Variable type: factor

skim_variable n_missing complete_rate ordered n_unique top_counts
Survived 0 1 FALSE 2 0: 549, 1: 342
Pclass 0 1 FALSE 3 3: 491, 1: 216, 2: 184
Sex 0 1 FALSE 2 mal: 577, fem: 314
Embarked 0 1 FALSE 3 S: 646, C: 168, Q: 77

Variable type: numeric

skim_variable n_missing complete_rate mean sd p0 p25 p50 p75 p100 hist
Age 0 1 29.36 13.02 0.42 22.00 28.00 35 80.00 ▂▇▃▁▁
SibSp 0 1 0.52 1.10 0.00 0.00 0.00 1 8.00 ▇▁▁▁▁
Parch 0 1 0.38 0.81 0.00 0.00 0.00 0 6.00 ▇▁▁▁▁
Fare 0 1 32.20 49.69 0.00 7.91 14.45 31 512.33 ▇▁▁▁▁

Here SibSp and Parch are number of siblings and parents of a particular traveler. We could combine all of these into single variable that has all family member travelers including the traveler themselves.

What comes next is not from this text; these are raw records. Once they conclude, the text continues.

PR #1414, opened 2023-05-11
refactor(rich-text): bump plate to v18

z0al:
A split from #1340 to focus only on v18 as v19+ requires an additional slate bump which I'd rather not do right away.

The significant change in v17 is the introduction of `PlateProvider`. Plate store is now accessible only below `PlateProvider` which challenged the current code structure but also gave us a chance to clean up some code.

Happy to hear any suggestions regarding the approach taken in this PR.


packages/rich-text/src/RichTextEditor.tsx
```diff
@@ -77,40 +52,32 @@ export const ConnectedRichTextEditor = (props: ConnectedProps) => {
...
-
   return (
     <SdkProvider sdk={props.sdk}>
       <ContentfulEditorIdProvider value={id}>
         <div className={styles.root} data-test-id="rich-text-editor">
-          <Plate
+          <PlateProvider
             id={id}
+            initialValue={value}
+            normalizeInitialValue={true}
```
aodhagan-cf, line 62: Okay so this replaces the useEffect that we used to have right?

packages/rich-text/src/helpers/callbacks.ts
```diff
@@ -0,0 +1,32 @@
...
+  // value.
+  let cache: unknown = null;
+
+  return debounce((document: unknown) => {
+    if (equal(document, cache)) {
+      return;
+    }
+
+    cache = document;
+    const doc = removeInternalMarks(
```
aodhagan-cf, line 23: Where did this logic live before?

packages/rich-text/src/RichTextEditor.tsx
```diff
@@ -39,36 +38,12 @@ export const ConnectedRichTextEditor = (props: ConnectedProps) => {
...
 
-  const onValueChanged = useOnValueChanged({
-    editorId: id,
-    handler: props.onChange,
-    skip: pendingExternalUpdate || isFirstRender,
-    onSkip: () => setPendingExternalUpdate(false),
-  });
+  const value = toSlateValue(props.value);
 
-  useEffect(() => {
```
aodhagan-cf, line 52: We now handle this useEffect in the `SyncEditorValue` function?

packages/rich-text/src/RichTextEditor.tsx
```diff
@@ -77,40 +52,32 @@ export const ConnectedRichTextEditor = (props: ConnectedProps) => {
     props.isToolbarHidden && styles.hiddenToolbar
   );
 
-  useEffect(() => {
```
aodhagan-cf, line 80: This is now done in the `toSlaveValue` hook?

packages/rich-text/src/SyncEditorValue.tsx
```diff
@@ -0,0 +1,66 @@
...
+
+/**
+ * A void component that's responsible for keeping the editor
+ * state in sync with incoming changes (aka. external updates)
+ *
+ * This component is a hack to workaround the limitation of Plate v17+
+ * where we can no longer access the editor instance outside the Plate
+ * provider.
+ */
+export const SyncEditorValue = ({ incomingValue }: SyncEditorStateProps) => {
```
aodhagan-cf, line 50: `IncomingValueEditorSyncer` don't know if this sounds any better just throwing it out there

aodhagan-cf:
In my PR I also removed the piece of logic that deletes the first line. If you compare the behaviour to most other rich text editors they do not delete the line

packages/rich-text/src/RichTextEditor.tsx
aodhagan-cf: if so does this happen now more than just on first render?

packages/rich-text/src/helpers/callbacks.ts
z0al: It wasn't there. Looking at the existing implementation we used to have [useOnValueChanged](https://github.com/contentful/field-editors/blob/master/packages/rich-text/src/useOnValueChanged.ts) that did two things:
1. Skip selection changes. We don't want to trigger updates for those.
2. Avoid triggering `onChange` from incoming/external updates (via `onSkip` & `skip` which were passed in `RichTextEditor.tsx`)

To me, that's just a complicated way of saying: Don't trigger `onChange` if the actual JSON didn't change. Hence the change in this PR. If all things work out correctly then it should clean up the several `useState` and `useEffects` we had.

packages/rich-text/src/SyncEditorValue.tsx
z0al: Open to suggestions. I will rethink this when I get the PR green 😅

packages/rich-text/src/RichTextEditor.tsx
z0al: The two existing useEffects complements each other AFAIK so both are replaced by `SyncEditorValue`. The normalization bit is replaced by the `normalizeInitialValue` flag + the automatic normalization that happens when using `setEditorContent` function.

`normalizeInitialValue` didn't work for us in the past but I'm giving it a second shot. If it doesn't work then I'd repurpose the `SyncEditorState` to set the initial value as well. There is a trade-off for each solution.

packages/rich-text/src/RichTextEditor.tsx
z0al: Possibly, however, I'm not sure if the old logic _really_ triggered only on the first render. One of these two useEffects must have triggered to propagate `props.value` changes.

chrishelgert (approved):
LGTM 🏅

packages/rich-text/src/RichTextEditor.tsx
```diff
@@ -1,31 +1,31 @@
...
+import { SyncEditorValue } from './SyncEditorValue';
 import Toolbar from './Toolbar';
 import StickyToolbarWrapper from './Toolbar/components/StickyToolbarWrapper';
-import { useOnValueChanged } from './useOnValueChanged';
 
 type ConnectedProps = {
   sdk: FieldExtensionSDK;
   onAction?: RichTextTrackingActionHandler;
   minHeight?: string | number;
-  value?: object;
```
aodhagan-cf, line 28: @chrishelgert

# combine siblings, parents together
titanic_train_df <- 
  titanic_train_df %>% 
  mutate(Travelers = SibSp + Parch + 1) %>% 
  select(-c(SibSp, Parch))
# glimpse
glimpse(titanic_train_df)
Rows: 891
Columns: 7
$ Survived  <fct> 0, 1, 1, 1, 0, 0, 0, 0, 1, 1, 1, 1, 0, 0, 0, 1, 0, 1, 0, 1, …
$ Pclass    <fct> 3, 1, 3, 1, 3, 3, 1, 3, 3, 2, 3, 1, 3, 3, 3, 2, 3, 2, 3, 3, …
$ Sex       <fct> male, female, female, female, male, male, male, male, female…
$ Age       <dbl> 22, 38, 26, 35, 35, 28, 54, 2, 27, 14, 4, 58, 20, 39, 14, 55…
$ Fare      <dbl> 7.2500, 71.2833, 7.9250, 53.1000, 8.0500, 8.4583, 51.8625, 2…
$ Embarked  <fct> S, C, S, S, S, Q, S, S, S, C, S, S, S, S, S, S, Q, S, S, C, …
$ Travelers <dbl> 2, 2, 1, 2, 1, 1, 1, 5, 3, 2, 3, 1, 1, 7, 1, 1, 6, 1, 2, 1, …

If we need to fit any kind of machine learning algorithm, then very same manipulations using only training data statistics need to be applied to the testing data. We will do all of these with meta-package named tidymodels.